## Problem to solve
From the line containing "PR #1157, opened 2018-11-18" down to the line containing "Fixes #1157" in the records below, reproduce every line exactly, ends included, and omit all others.

┌────────

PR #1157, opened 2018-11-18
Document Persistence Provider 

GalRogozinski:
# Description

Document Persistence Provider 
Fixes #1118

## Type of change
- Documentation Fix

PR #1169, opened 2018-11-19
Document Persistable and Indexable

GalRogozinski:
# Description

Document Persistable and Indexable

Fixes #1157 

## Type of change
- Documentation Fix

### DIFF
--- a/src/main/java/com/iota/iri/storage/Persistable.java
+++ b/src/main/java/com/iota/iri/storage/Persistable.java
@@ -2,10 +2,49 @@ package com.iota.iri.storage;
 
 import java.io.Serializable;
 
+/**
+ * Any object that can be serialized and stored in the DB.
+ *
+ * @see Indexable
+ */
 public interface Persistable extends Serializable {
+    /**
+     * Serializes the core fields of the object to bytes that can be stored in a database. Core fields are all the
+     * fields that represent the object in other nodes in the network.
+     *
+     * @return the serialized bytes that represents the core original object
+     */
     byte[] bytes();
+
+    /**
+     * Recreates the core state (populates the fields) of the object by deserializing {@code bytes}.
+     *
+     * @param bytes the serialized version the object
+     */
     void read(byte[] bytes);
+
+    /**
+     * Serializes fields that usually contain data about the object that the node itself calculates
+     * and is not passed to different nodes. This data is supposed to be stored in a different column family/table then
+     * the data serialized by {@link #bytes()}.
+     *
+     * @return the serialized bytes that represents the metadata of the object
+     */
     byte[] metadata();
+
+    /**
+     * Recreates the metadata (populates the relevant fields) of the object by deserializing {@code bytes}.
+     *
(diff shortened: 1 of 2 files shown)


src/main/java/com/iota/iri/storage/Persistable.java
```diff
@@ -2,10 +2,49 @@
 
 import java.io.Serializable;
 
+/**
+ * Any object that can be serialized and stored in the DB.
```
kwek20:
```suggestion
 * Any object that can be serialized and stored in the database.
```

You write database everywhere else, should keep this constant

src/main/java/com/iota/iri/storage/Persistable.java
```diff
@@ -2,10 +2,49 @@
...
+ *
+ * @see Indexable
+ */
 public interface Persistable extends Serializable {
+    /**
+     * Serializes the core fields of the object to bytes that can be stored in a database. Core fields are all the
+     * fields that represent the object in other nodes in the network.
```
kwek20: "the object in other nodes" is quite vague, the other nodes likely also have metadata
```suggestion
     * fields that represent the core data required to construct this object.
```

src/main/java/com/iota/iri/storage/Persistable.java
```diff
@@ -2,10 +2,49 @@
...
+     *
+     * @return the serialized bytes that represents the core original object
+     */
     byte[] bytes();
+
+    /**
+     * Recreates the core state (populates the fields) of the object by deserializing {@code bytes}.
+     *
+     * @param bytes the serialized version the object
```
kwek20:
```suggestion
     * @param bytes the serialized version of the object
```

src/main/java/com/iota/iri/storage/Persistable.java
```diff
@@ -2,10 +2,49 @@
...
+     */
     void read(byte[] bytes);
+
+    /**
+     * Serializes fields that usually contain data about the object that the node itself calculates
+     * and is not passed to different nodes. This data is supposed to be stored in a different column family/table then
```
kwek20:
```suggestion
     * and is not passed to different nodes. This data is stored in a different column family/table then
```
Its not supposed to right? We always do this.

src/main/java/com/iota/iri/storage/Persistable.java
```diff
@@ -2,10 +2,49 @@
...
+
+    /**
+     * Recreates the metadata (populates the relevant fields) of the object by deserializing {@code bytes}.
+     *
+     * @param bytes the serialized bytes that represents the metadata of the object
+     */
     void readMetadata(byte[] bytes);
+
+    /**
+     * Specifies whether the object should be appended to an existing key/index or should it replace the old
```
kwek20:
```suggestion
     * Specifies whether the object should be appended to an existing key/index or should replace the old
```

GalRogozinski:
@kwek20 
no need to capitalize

└────────
┌────────

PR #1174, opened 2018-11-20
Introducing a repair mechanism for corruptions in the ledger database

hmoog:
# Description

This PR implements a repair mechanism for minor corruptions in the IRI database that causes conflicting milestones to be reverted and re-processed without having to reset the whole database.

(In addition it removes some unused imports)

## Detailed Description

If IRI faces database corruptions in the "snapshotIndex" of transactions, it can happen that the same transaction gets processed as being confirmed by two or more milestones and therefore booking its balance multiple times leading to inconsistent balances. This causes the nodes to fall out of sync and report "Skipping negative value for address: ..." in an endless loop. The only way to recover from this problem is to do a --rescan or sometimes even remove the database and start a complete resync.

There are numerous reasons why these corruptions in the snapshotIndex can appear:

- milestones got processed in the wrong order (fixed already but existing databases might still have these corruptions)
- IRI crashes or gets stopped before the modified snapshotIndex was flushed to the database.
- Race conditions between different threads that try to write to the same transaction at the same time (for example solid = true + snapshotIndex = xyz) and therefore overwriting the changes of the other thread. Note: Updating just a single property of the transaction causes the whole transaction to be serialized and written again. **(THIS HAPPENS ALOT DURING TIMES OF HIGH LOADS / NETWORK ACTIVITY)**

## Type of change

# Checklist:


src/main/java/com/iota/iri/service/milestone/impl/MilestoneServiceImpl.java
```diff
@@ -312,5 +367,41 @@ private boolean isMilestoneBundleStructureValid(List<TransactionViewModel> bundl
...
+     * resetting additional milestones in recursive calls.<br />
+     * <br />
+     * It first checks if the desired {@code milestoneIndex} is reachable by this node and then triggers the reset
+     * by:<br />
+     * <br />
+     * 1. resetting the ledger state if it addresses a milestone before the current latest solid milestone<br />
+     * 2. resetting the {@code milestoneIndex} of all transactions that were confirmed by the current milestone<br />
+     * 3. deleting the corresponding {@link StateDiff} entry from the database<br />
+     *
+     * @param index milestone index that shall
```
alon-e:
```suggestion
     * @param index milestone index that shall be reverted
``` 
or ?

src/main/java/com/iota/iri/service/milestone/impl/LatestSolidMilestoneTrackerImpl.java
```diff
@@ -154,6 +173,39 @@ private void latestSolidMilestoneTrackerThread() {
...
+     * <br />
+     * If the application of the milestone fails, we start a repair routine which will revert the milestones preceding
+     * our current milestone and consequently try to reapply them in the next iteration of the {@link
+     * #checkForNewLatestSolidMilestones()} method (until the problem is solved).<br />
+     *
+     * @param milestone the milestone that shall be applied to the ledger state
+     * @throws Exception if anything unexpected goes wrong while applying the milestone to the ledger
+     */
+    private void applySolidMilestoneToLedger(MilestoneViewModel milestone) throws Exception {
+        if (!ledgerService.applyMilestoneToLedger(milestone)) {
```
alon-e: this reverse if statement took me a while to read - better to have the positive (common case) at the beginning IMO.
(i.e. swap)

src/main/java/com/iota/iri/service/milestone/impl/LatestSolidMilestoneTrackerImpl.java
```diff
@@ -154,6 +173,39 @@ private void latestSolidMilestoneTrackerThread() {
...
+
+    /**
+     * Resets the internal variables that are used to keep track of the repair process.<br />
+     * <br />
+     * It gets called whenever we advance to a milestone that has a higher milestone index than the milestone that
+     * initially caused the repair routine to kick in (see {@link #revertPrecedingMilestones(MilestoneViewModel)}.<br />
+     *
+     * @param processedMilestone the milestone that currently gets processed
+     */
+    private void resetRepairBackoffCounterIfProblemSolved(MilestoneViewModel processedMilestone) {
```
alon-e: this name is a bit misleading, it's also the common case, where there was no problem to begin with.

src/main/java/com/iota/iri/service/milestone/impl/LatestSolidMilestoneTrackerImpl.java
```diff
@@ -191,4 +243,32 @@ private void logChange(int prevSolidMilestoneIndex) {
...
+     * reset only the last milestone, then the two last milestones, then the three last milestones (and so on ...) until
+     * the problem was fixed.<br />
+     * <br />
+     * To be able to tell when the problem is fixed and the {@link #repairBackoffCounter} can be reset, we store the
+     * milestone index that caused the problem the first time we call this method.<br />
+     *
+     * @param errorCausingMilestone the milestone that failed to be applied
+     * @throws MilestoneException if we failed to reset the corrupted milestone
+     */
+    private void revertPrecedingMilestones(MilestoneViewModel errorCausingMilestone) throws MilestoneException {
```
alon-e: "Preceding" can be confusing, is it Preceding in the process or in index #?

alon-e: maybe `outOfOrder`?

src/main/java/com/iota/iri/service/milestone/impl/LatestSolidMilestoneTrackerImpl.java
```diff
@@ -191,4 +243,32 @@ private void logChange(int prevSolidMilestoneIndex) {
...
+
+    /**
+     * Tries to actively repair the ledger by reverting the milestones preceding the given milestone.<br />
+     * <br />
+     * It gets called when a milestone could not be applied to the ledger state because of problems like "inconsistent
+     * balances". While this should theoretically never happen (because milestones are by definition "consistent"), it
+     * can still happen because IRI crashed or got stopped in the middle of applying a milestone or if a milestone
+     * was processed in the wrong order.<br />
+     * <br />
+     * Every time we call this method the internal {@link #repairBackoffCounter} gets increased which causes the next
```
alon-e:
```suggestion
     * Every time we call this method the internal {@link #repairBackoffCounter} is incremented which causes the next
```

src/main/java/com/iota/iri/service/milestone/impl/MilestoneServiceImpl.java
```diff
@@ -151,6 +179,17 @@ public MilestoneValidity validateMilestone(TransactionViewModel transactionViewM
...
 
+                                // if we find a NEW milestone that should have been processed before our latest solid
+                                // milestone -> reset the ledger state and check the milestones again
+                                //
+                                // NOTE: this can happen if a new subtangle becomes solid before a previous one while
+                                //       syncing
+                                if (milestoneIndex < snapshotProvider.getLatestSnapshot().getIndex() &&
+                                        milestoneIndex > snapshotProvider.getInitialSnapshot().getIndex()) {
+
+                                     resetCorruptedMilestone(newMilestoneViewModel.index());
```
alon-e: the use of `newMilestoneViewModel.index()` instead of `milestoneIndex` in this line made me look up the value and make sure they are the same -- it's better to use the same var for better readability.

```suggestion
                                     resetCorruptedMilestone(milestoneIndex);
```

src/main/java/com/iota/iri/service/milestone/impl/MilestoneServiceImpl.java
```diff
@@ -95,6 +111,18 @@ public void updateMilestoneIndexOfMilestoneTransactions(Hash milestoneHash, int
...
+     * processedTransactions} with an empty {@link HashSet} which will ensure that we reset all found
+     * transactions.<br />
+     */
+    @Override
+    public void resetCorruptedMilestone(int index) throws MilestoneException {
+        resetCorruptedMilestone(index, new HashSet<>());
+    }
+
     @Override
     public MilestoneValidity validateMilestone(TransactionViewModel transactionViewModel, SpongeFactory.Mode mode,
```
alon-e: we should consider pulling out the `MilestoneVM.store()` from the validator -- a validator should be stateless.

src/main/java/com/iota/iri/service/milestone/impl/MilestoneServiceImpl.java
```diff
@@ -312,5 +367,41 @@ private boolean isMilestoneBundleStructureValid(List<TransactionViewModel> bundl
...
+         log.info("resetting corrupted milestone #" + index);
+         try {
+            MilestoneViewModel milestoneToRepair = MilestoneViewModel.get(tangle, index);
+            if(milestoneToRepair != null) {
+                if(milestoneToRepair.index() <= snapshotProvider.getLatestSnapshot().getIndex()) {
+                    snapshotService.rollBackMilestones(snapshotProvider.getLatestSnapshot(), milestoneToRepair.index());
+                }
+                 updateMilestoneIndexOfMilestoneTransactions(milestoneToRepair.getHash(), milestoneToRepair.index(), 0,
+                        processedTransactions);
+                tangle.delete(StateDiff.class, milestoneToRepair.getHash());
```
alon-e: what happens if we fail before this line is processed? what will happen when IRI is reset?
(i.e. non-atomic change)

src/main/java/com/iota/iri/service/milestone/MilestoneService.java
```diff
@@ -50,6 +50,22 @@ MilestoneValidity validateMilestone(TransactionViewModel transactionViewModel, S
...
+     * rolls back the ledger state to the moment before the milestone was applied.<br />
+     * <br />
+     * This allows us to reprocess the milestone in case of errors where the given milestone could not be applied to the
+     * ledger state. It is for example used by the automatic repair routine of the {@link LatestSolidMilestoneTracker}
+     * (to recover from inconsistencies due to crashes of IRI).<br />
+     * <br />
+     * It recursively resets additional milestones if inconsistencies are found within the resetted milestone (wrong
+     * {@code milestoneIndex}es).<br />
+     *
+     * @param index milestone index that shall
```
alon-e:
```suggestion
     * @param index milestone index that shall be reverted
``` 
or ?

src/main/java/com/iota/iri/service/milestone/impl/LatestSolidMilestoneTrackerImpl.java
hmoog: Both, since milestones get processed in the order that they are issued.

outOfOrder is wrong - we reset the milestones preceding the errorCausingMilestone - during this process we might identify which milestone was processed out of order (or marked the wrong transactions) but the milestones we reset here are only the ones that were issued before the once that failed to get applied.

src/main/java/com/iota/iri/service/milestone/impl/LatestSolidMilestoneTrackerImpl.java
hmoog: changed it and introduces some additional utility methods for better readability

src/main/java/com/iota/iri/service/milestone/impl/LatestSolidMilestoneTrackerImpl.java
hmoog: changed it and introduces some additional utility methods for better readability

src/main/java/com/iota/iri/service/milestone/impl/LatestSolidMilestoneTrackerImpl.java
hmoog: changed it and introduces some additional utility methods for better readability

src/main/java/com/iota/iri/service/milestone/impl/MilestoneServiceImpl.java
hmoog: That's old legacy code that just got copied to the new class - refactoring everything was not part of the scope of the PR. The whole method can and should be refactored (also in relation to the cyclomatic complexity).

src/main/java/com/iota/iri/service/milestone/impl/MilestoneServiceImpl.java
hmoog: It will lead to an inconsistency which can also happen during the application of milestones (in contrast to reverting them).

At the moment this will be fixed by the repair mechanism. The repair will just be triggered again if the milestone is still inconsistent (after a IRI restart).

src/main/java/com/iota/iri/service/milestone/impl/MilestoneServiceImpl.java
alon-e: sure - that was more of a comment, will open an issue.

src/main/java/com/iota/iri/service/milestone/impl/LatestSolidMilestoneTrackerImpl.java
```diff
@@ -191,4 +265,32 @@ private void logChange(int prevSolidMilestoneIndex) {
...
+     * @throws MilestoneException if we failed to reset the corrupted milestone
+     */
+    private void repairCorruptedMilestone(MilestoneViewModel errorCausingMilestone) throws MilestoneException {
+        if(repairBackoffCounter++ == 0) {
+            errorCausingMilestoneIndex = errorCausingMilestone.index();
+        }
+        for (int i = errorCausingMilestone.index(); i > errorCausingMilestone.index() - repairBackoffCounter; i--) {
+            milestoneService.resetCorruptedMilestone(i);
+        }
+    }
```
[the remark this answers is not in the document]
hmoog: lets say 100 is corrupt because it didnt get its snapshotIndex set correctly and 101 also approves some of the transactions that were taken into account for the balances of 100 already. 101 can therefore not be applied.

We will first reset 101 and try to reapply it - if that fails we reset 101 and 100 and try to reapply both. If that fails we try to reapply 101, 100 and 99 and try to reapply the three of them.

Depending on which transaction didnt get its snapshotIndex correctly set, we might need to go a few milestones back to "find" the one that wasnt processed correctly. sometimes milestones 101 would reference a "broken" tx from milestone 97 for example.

└────────

## Answer
PR #1157, opened 2018-11-18
Document Persistence Provider 

GalRogozinski:
# Description

Document Persistence Provider 
Fixes #1118

## Type of change
- Documentation Fix

PR #1169, opened 2018-11-19
Document Persistable and Indexable

GalRogozinski:
# Description

Document Persistable and Indexable

Fixes #1157 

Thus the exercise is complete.